Friday, June 17, 2011

The Norma Project



Norma.
Charcoal.
3 hours.



I haven't used charcoal in a long time, and was looking forward to using it again for the quickness of application. It takes much less time to fill an area with tone using charcoal than pencil, and I have regretted lately that I have been unable to do much more than a contour when figure drawing. Contour drawing, while nice, is not a "drawing"' but rather the skeleton of a drawing. As my teacher Tim says, the contour is "the place where you hang a drawing." Something along those lines.

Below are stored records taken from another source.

PR #1204, opened 2026-05-08
feat(server): propagate graceful shutdown to all background tasks

boxdot:
The server now listens for SIGINT and cancels a shutdown CancellationToken
on receiving it. The token is passed into ServerRunParams and propagated to
the gRPC server (via serve_with_incoming_shutdown), the VOPRF key rotation
loop, and the rate-limiter cleanup task.

The QS and AS each create their own CancellationToken and pass it into their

A drawing is an investigation of space, or , Tim again, "imaginary ?? In imaginary space." In other words, you need tone - the space that tone implies and creates - in order to have a "drawing." Of course, there are beautiful contour drawings, but I think there is something to this definition: without tone, a contour lies flat on the page - it remains design only - while the addition of tone (implied space) brings drawing into a deeper sphere or Art. The Art of painting is the illusion of 3D space that is created on a 2D surface. This is the difference between Drawing and mere design. Design is a part of Drawing; Drawing combines design with spatial thinking ("Drawing is sculpture by other means" - Tim, of course!), which only means that Drawing is a fuller (not better) Art.

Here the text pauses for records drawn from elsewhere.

PR #1205, opened 2026-05-08
refactor(app): remove the Store trait and use CoreUser directly

boxdot:


coreclient/src/clients/message.rs
```diff
@@ -101,63 +101,11 @@ impl CoreUser {
             .await
     }
 
-    /// Delete message content locally without sending a network message.
-    ///
-    /// This replaces the message content with NullPart and deletes the edit history.
-    /// The message remains visible as a "deleted" placeholder.
-    pub(crate) async fn delete_message_content_locally(
```
boxdot, line 108: For some reason this feature is unused.

boxdot:
Renaming of Store-prefixed types to Db* is done in #1206

gferon (approved):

So - I wanted to do a Drawing.


Isabelle, the host of this drawing group, casually mentioned that I could do a painting during these sessions if I wanted, and it got me to thinking about doing a capital-P Painting of Norma, and what that would require. I wrote some notes to myself and figured out that I would need to do the following:


  • Prepare canvas

  • Transfer my drawing

  • Paint a poster study

  • Brush in an underpainting, indicate background

  • Fill in the background underpainting

  • Paint a first pass (with a focus on the face and hand)

  • Paint a second pass
To do all of this, I really only need four sessions with the model: one to do the poster study, one for the underpainting, one for the first pass, and one for the second pass. I can do a large portion of the work at home, and Isabelle gave me a photo of Norma's portrait, so I could use that as a reference at home. (In fact, I suppose I could take my own photo, from my own perspective, and work on the portrait in my own studio.) I emailed Isabelle to ask what she thought of this, and she sounded keen to do it. We may even be able to swing one or more four-hour sessions, which would be fantastic. (I need as much time as I can get - especially for the poster study, since I want to complete it in one session.)